Exercise aim
State how many lines of the entries hold the string "feedback", and output nothing but that count.

Input for this task
● ● ●

PR #3466, opened 2026-07-09
[DX-1518] feat: site-wide dark mode + theme toggle

jamiehenson:
## Site-wide dark mode + theme toggle

Adds a site-wide dark mode to the docs, with a light / dark / system toggle that defaults to the reader's OS preference. Jira: **DX-1518**.

The `@ably/ui` cut-off (DX-1128) is what made this tractable — the localised components already carried their `dark:` variants and the vendored highlight.js theme already had `.ui-theme-dark` rules; they were just dormant because nothing ever set the class. This PR activates that and closes the gaps.

### How it works
- **No-flash init** — an inline script in `gatsby-ssr` sets `ui-theme-light` / `ui-theme-dark` on `<html>` from `localStorage` (or the OS preference) before first paint, so the static build never flashes the wrong theme.
- **Theme context** — `ThemeProvider` / `useTheme` (light / dark / system), persisted to `localStorage`, reflected as the `ui-theme-*` class which drives Tailwind's `dark:` variants (`darkMode: ['selector', '.ui-theme-dark']`). Storage reads are guarded and values normalised, so blocked storage or a corrupt value falls back to the default instead of crashing the root provider.
- **Toggle** — a three-cell segmented control (System / Dark / Light) in the footer, under the status unit.
- **Systemic typography** — the vendored `ui-text-*` classes hardcoded dark colours (only labels had a dark override); added dark overrides for headings/body + fixed an inline-code rule that targeted `.dark` instead of `.ui-theme-dark`.
- **Page canvas** — `body` had no background, so dark mode showed white behind themed sections; set an explicit body background per theme.
- **JS-driven renderers** wired to the resolved theme: the Sandpack examples editor and the Redoc API reference (which gets a dedicated dark theme object, re-initialised safely on toggle — script load memoised, listeners/observer torn down between inits so nothing accumulates).
- **Odds and ends** — dark logo variant, admonitions, examples grid, decorative graphics hidden in dark, remaining light-only components.

### Design-review polish
A round of designer feedback, addressed on top of the base implementation:
- **Tech-logo glyphs** — Objective-C, PHP, Vercel and the generic web/code glyph hardcoded near-black fills (invisible on dark); switched to `currentColor` so they inherit the theme-aware text colour. (Next.js and Postgres are two-tone marks that need a separate dark asset — deferred, see below.)
- **Homepage platform card** — added dark variants of the three stack-layer SVGs, CSS-toggled against the light set (`dark:hidden` / `hidden dark:block`).
- **Links** — `.ui-link` plus the hardcoded blue call sites (FeaturedLink, API-reference breadcrumbs) resolve to the GUI blue (`#4DA6FF`) in dark.
- **Admonitions** — designer palette applied: coloured fills at `100 / 900` (light / dark), strokes standardised to `500 / 500`; `neutral` unchanged (`100 / 1200`, `500 / 800`); `usp` kept deliberately borderless/fill-less with an `orange-700 / 500` stroke. usp headline made visible in dark.
- **Tiles** — headings flip to `neutral-000`.
- **Navigation selection** — header, product-bar and left-nav selected states softened from the bold orange to a subtle `orange-1100` tint (keeping the `orange-600` accent border); also fixed a left-nav light-on-light legibility bug where the selected item kept its light `orange-100` fill in dark.
- **Native controls** — `color-scheme` now follows the theme, so scrollbars and form controls render dark.
- **Borders** — the dark-mode inversion of `neutral-300` borders moved from `neutral-1000` to `neutral-1100` site-wide (cards, panels, API tables, dropdowns, code-block chrome, dividers) for subtler, lower-contrast edges; two off-standard borders (`neutral-200`, legacy `light-grey`) normalised to the standard `neutral-300` / `neutral-1100` pair.
- **Typography safety net** — the `ui-text-*` dark overrides (`title/h1–h5/quote`, `p1–p4`, `sub-header`, `label1–4`, `code-inline`, links) auto-flip role-classed text without a per-call-site `dark:`. All are wrapped in `:where()` (zero specificity) so they beat the hardcoded base by source order yet defer to any explicit call-site `dark:text-*` — which is what preserves e.g. the breadcrumb's dimmed current-page crumb and inactive nav/tab states (`text.css` loads after Tailwind's utilities, so a plain override would wrongly win). A sweep confirmed residual dark-on-dark risk is effectively nil apart from the two deferred two-tone logos.

### Verified in-browser (dark + a light/toggle pass)
Homepage, MDX doc pages (prose, tables, admonitions, code blocks, inline code), the Redoc API reference, the examples listing, and header/footer chrome. The design-review round above was verified the same way — homepage platform card, `<Tiles>` grid (incl. the Objective-C / PHP / web tech-logo tiles), the header / product-bar / left-nav selection states, and each admonition variant. The Redoc re-init leak fix was measured directly (scroll-listener add/remove balanced across a toggle; single Redoc render). `yarn lint` clean; **190 unit tests pass**.

### Out of scope (follow-up)
**Content imagery (Phase 4)** — inline MDX diagrams/screenshots with baked-in light backgrounds (e.g. the platform architecture diagram, example preview shots) need dark asset variants; deferred to a separate effort. The default theme is `system` (it follows the reader's OS), so dark-preferring readers may see these light-background images on dark pages until the dark variants land.

**Two-tone tech-logo glyphs** — Next.js and Postgres are multi-tone marks (a filled shape with a contrasting mark knocked over it); a single `currentColor` can't flip both tones, so correct dark rendering needs a separate dark asset with a CSS toggle (like the platform-card layers). Deferred.

Not yet eyeballed: the live Sandpack editor (gated behind a logged-in API key), a mobile/responsive pass, and the nested API reference tables — the systemic fixes should cover them but they warrant a look on the review app.

### Testing
Add the `review-app` label for a deployment, then use the footer toggle (System / Dark / Light) and walk the page types above.

/cc @team-deved for review.


jamiehenson:
@m-hulbert @AndyTWF teed this up as a code review as from this point there's only gonna be incremental styling updates that won't change the body of the work. I appreciate you're both busy men, so will rope in other reviewers if this is too far down your list.

Before merge, this is pending signoff from design, but kicking off now as I believe we're close after two rounds.

src/components/Layout/ThemeToggle.tsx
```diff
@@ -0,0 +1,57 @@
...
+import { useTheme } from 'src/contexts/theme-context';
+import { DEFAULT_THEME, type Theme } from 'src/utilities/theme';
+
+const OPTIONS: { value: Theme; label: string; icon: typeof SunIcon }[] = [
+  { value: 'system', label: 'System theme', icon: ComputerDesktopIcon },
+  { value: 'dark', label: 'Dark theme', icon: MoonIcon },
+  { value: 'light', label: 'Light theme', icon: SunIcon },
+];
+
+const ThemeToggle: React.FC = () => {
```
AndyTWF, line 14: Feels like there should be a basic test here?

src/pages/docs/api/control-api.tsx
```diff
@@ -16,7 +16,7 @@ const ControlApi = () => {
     <>
       <Head title={meta_title} metaTitle={meta_title} canonical={canonical} description={meta_description} />
       <div className="ml-2 mt-8 mb-6">
-        <div className="text-gui-default hover:text-gui-hover focus:text-gui-focus focus:outline-gui-focus group ui-text-p2">
+        <div className="text-gui-default hover:text-gui-hover dark:text-gui-default-dark dark:hover:text-gui-hover-dark focus:text-gui-focus focus:outline-gui-focus group ui-text-p2">
```
AndyTWF, line 19: Very small nit, we use this in many places, is it worth a shared constant to prevent future divergence?

AndyTWF (commented):
Looking good, my retinas thank you. I would move the theme switcher to the top of the page if possible, the vast majority of people will probably never spot it down the bottom.

src/pages/docs/api/control-api.tsx
jamiehenson: This PR is supposed to be a quick win, I don't really want to get into the business of DRYing and restructuring.

jamiehenson:
@AndyTWF thanks. 

> I would move the theme switcher to the top of the page if possible, the vast majority of people will probably never spot it down the bottom.

I put it in the footer because it was there in one of the most recent designs I saw around this. I anticipated pushback from Design so put it in the footer - I can agree with this, it's a utility, not a feature. The header is also tightly contested for space which could have responsive implications. Design haven't said anything contrary

AndyTWF (approved):
Thanks for the feedback @jamiehenson - if design's happy with things, I'm happy :)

● ● ●

Response to this task
2